Physiological consequences of mitochondrial antibiotic-resistant mutations in Paramecium: growth-rates, cytochromic defects and cyanide-insensitive respiration of mutant and erythromycin-treated wild-type strains.

A set of mitochondrial antibiotic-resistant mutants of Paramecium have been analyzed with respect to their growth-rates, cytochromic content and respiratory properties. The mutants could be arranged in a continuous series ranging from strains equivalent to wild-type to severely affected ones; affected strains display longer generation times, reduced amount of cytochrome oxidase and very high levels of cyanideinsensitive respiration. Perfect phenocopies of the mutants were obtained by treating wild-type cells with low concentrations of erythromycin suggesting that the mutations exert their pleiotropic effect by perturbating mitochondria protein synthesis in agreement with the idea that these mutations affect the mitochondrial ribosomes. In the mitochondria of some of the mutants, electrons can be channelled with equal efficiency into the "classical" cyanide-sensitive pathway and the alternate cyanide insensitive (and SHAM-sensitive) one, providing direct demonstration of the branching of these two respiratory pathways.
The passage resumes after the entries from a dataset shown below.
PR #963, opened 2017-03-22
Improved test rule

msmerc:
- Made the config loading path much closer to that of elstalert
- If no rule is specified it will load and run all rules (though not very neatly)
- Added a --show-query option to print out the ES query
- Raises exceptions, so that error codes can be checked

### DIFF
--- a/elastalert/test_rule.py
+++ b/elastalert/test_rule.py
@@ -14,13 +14,10 @@ import sys
 
 import argparse
 import mock
-import simplejson
-import yaml
+import simplejson as json
 
-import elastalert.config
-from elastalert.config import load_modules
-from elastalert.config import load_options
-from elastalert.config import load_rule_yaml
+from elastalert.config import load_rules
+from staticconf.loader import yaml_loader
 from elastalert.elastalert import ElastAlerter
 from elastalert.util import elasticsearch_client
 from elastalert.util import lookup_es_key
@@ -47,9 +44,8 @@ class MockElastAlerter(object):
     def test_file(self, conf, args):
         """ Loads a rule config file, performs a query over the last day (args.days), lists available keys
         and prints the number of results. """
-        if args.schema_only:
-            return []
 
+        print("Testing rule: ", conf['name'])
         # Set up Elasticsearch client and query
         es_client = elasticsearch_client(conf)
 
@@ -58,7 +54,7 @@ class MockElastAlerter(object):
         except Exception as e:
             print("Error connecting to ElasticSearch:", file=sys.stderr)
             print(repr(e)[:2048], file=sys.stderr)
-            return None
+            raise e
 
         if is_five:
             ElastAlerter.modify_rule_for_ES5(conf)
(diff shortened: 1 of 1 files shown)


elastalert/test_rule.py
```diff
@@ -222,10 +217,9 @@ def get_id():
             endtime = ts_now()
             starttime = endtime - datetime.timedelta(days=args.days)
 
-        # Set run_every to cover the entire time range unless count query, terms query or agg query used
-        # This is to prevent query segmenting which unnecessarily slows down tests
-        if not rule.get('use_terms_query') and not rule.get('use_count_query') and not rule.get('aggregation_query_element'):
-            conf['run_every'] = endtime - starttime
+        # Set run_every to cover the entire time range, this is to prevent query segmenting which unnecessarily slows down tests
+        # (see elastalert.get_segment_size())
+        conf['run_every'] = endtime - starttime
```
Qmando: I don't think this should apply for use_count/terms_query. In those cases, it wont generate the same alerts as a normal run, because only a single query is made.

elastalert/test_rule.py
```diff
@@ -185,26 +183,23 @@ def mock_elastalert(self, elastalert):
...
+    def run_elastalert(self, conf, args):
         """ Creates an ElastAlert instance and run's over for a specific rule using either real or mock data. """
 
-        # Load and instantiate rule
-        load_modules(rule)
-        conf['rules'] = [rule]
-
-        # If using mock data, make sure it's sorted and find appropriate time range
-        timestamp_field = rule.get('timestamp_field', '@timestamp')
         if args.json:
```
Qmando: I'm not sure how this is supposed to work with JSON data AND multiple rules. things like timestamp_field can change per rule. I think if there are multiple rules it should not let you use json data, unless we can figure out a more elegant way to handle that.

elastalert/test_rule.py
msmerc: For the case where you have multiple rules it's not meanigful to say if you're using terms / count / agg (some rules might be, other rules might not). 

From a rough eyeball of the code, the `run_rule()` method that we use to test with only looks at `run_every` via `set_starttime()` and `get_segment_size()`. `set_starttime()` only uses `run_every` if the previous endtime is set, which it wouldn't be in this test (I think). `get_segment_size()` only applies to terms / count / agg queries anyway.

So basically I concluding that setting this parameter wouldn't do any harm.

elastalert/test_rule.py
msmerc: Good point - it wouldn't work for this case. I can try and fix it. Problem is that there aren't any tests in this part of the world so I'm wary of doing too much major surgery.

elastalert/test_rule.py
Qmando: I'm a little bit conflicted here, because seeing 
```
INFO:elastalert:Queried rule Example Rule from 2017-03-29 16:14 PDT to 2017-03-29 16:15 PDT: 0 hits
INFO:elastalert:Queried rule Example Rule from 2017-03-29 16:15 PDT to 2017-03-29 16:16 PDT: 0 hits
INFO:elastalert:Queried rule Example Rule from 2017-03-29 16:16 PDT to 2017-03-29 16:17 PDT: 0 hits
INFO:elastalert:Queried rule Example Rule from 2017-03-29 16:17 PDT to 2017-03-29 16:18 PDT: 0 hits
INFO:elastalert:Queried rule Example Rule from 2017-03-29 16:18 PDT to 2017-03-29 16:19 PDT: 0 hits
INFO:elastalert:Queried rule Example Rule from 2017-03-29 16:19 PDT to 2017-03-29 16:20 PDT: 0 hits
INFO:elastalert:Queried rule Example Rule from 2017-03-29 16:20 PDT to 2017-03-29 16:21 PDT: 0 hits
```
can be really slow and confusing to some people, it more mimics the real behavior. If someone has a rule with a small timeframe, this accuracy is crucial.

Seeing ``INFO:elastalert:Queried rule Example Rule from 2017-03-29 16:01 PDT to 2017-03-30 16:01 PDT: 0 hits`` is super quick, and useful to see the total number of matching documents, but won't trigger alerts in the same way.

The latter is almost equivalent to running it with --count-only. For non count/terms queries,  segment size doesn't matter, because each document is processed individually. That optimization was added to just make the output look nicer.

If we can't set run_every per rule, I'd rather see it not changed at all.

nsano-rururu:

PR #973, opened 2017-03-30
[Bug] Percentage Calculate is not True , and now recovery it

Zheaoli:
I find some bug in the Rule Percentage Rule.So I make a pr to recovery it


mircopolo:
What is the precise nature of the bug? You seem to be summing up the doc counts for each bucket_interval 
 sub bucket, which implies you want the total counts over buffer_time if I am correct?

However bucket_interval is an optional parameter so unless I am missing something you would just need to omit this from your rule definition to achieve the same behavior as the PR.

nsano-rururu:
Test are failing

nsano-rururu:

PR #976, opened 2017-03-31
Added support for rules with different versions

Qmando:
Add support for having different rules on different versions of elasticsearch. I used the following approach to make this change:

1. Change every self.is_five() to rule['five'] where rule is available and it's not forming a query for elastalert_status
2. Copy the code for version checking into modify_rule_for_ES5


elastalert/elastalert.py
```diff
@@ -775,13 +776,20 @@ def init_rule(self, new_rule, new=True):
...
 
     @staticmethod
     def modify_rule_for_ES5(new_rule):
+        # Get ES version per rule
+        rule_es = elasticsearch_client(new_rule)
+        if rule_es.info()['version']['number'].startswith('5'):
+            new_rule['five'] = True
+        else:
+            new_rule['five'] = False
+            return
```
danielpops: nit: unnecessary return

elastalert/elastalert.py
```diff
@@ -775,13 +776,20 @@ def init_rule(self, new_rule, new=True):
...
-        if self.is_five():
-            self.modify_rule_for_ES5(new_rule)
+        self.modify_rule_for_ES5(new_rule)
 
         return new_rule
 
     @staticmethod
     def modify_rule_for_ES5(new_rule):
+        # Get ES version per rule
+        rule_es = elasticsearch_client(new_rule)
```
danielpops: You could probably check for the presence of 'five' on the rule before creating the client and figuring out the version, but this might be an unnecessary micro-optimization.

elastalert/elastalert.py
Qmando: Except we now call modify_rule_for_es5 on every rule, and we don't want to pop the top level 'query' for non-five.

PR #409, opened 2019-05-10
Add more items to blacklist

Thomas-AC-Dev:
Adds more definitions to team chests blacklist, which include dirt, the stone pickaxe and the stone sword.


mods/ctf/ctf_map/chest.lua
```diff
@@ -3,7 +3,10 @@ local blacklist = {
 	"default:jungleleaves",
 	"default:pine_needles",
 	"default:acacia_leaves",
-	"default:aspen_leaves"
+	"default:aspen_leaves",
+        "default:dirt",
```
Thomas--S: Wrong indentation.

Thomas--S:
I don't think that adding `default:dirt` to the blacklist is a good idea. It can be used for quick tower constructions and for terraforming.

Thomas-AC-Dev:
Will fix. Thank you.

Thomas-AC-Dev:
Removed dirt from blacklist.

mods/ctf/ctf_map/chest.lua
Thomas-AC-Dev: Fixed a while ago.

mods/other/report/init.lua
```diff
@@ -85,6 +85,6 @@ minetest.register_chatcommand("report", {
 			end
 		end
 
-		return true, "Reported. We'll get back to you."
+		return true, "Report has been sent."
```
ClobberXD: Ahem....

Thomas-AC-Dev: That has already been merged, I don't know why it still says that it is different from the official build, the official build should already have that changed.

ClobberXD: That's because you're using the same branch for three separate PRs. You must always use one branch for one PR only, and also leave the `master` branch untouched, so that it can be used to sync with the upstream repo.

You can manually undo the other changes in this PR, as the changes are very small. In case of larger PRs, it's way more difficult to separate commits into different PRs.

mods/ctf/ctf_map/chest.lua
```diff
@@ -3,7 +3,9 @@ local blacklist = {
 	"default:jungleleaves",
 	"default:pine_needles",
 	"default:acacia_leaves",
-	"default:aspen_leaves"
+	"default:aspen_leaves",
+        "default:sword_stone",
```
Thomas--S: Still incorrect indentation.

It seems like tabs are used in the rest of the file, while you are using spaces.

Thomas-AC-Dev:
Alright, I will close this pull request, I know there will be a conflict with torches in some maps. I do agree that stone tools may be useful, but I always hate it when noobs put their stone swords and picks in the team chest, filling spaces that could be occupied with other things.

PR #410, opened 2019-05-12
Move duplicated code to ctf_map.get_idx_and_map_by_input(param)

Thomas--S:
Tested and seems to work.

### DIFF
--- a/mods/ctf/ctf_map/schem_map.lua
+++ b/mods/ctf/ctf_map/schem_map.lua
@@ -55,19 +55,27 @@ function minetest.get_server_status(name, joined)
 end
 
 
+function ctf_map.get_idx_and_map(param)
+	param = param:lower():trim()
+	for i, map in pairs(ctf_map.available_maps) do
+		if map.name:lower():find(param, 1, true) or
+				map.path:lower():find(param, 1, true) then
+			return i, map
+		end
+	end
+end
+
 local next_idx
 minetest.register_chatcommand("set_next", {
 	privs = { ctf_admin = true },
 	func = function(name, param)
-		for i, map in pairs(ctf_map.available_maps) do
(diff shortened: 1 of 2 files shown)


mods/ctf/ctf_map/schem_map.lua
```diff
@@ -55,19 +55,28 @@ function minetest.get_server_status(name, joined)
...
 
+function ctf_map.get_idx_and_map_by_input(param)
+	param = param:lower()
+	for i, map in pairs(ctf_map.available_maps) do
+		if map.name:lower():find(param, 1, true) or
+				map.path:lower():find(param, 1, true) then
+			return i, map
+		end
+	end
+	return nil
```
ClobberXD: This line isn't required as all Lua functions return `nil` by default.

mods/ctf/ctf_map/schem_map.lua
```diff
@@ -55,19 +55,28 @@ function minetest.get_server_status(name, joined)
 end
 
 
+function ctf_map.get_idx_and_map_by_input(param)
+	param = param:lower()
```
ClobberXD:
```suggestion
	param = param:lower():trim()
```

mods/ctf/ctf_map/schem_map.lua
```diff
@@ -55,19 +55,28 @@ function minetest.get_server_status(name, joined)
 end
 
 
+function ctf_map.get_idx_and_map_by_input(param)
```
ClobberXD: It'd be nice to shorten this to `ctf_map.get_idx_and_map(param)`. "By input" is implied, as there's no other straightforward way to select the map.

Thomas--S:
Thanks for merging :)

PR #412, opened 2019-05-12
Fix server crash caused by /maps in some edge cases

Thomas--S:


mods/ctf/ctf_map/maps_catalog.lua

In the absence of any added inhibitor, however, electrons tend to be channelled in the cyanide-sensitive pathway. All the physiological data fit perfectly the genetic data concerning the "stability" of the various mutations in "mixed mitochondrial populations", i.e., markers that were known to be strongly counter-selected with respect to wild-type in such populations correspond to severely affected strains, while markers that were known to be "stable" correspond to "healthy" strains. A more quantitative analysis of the data shows that that there is little or no "complementation" between wild-type and mutated mitochondria in mixed cells indicating a high extent of functional autonomy of mitochondria in Paramecium.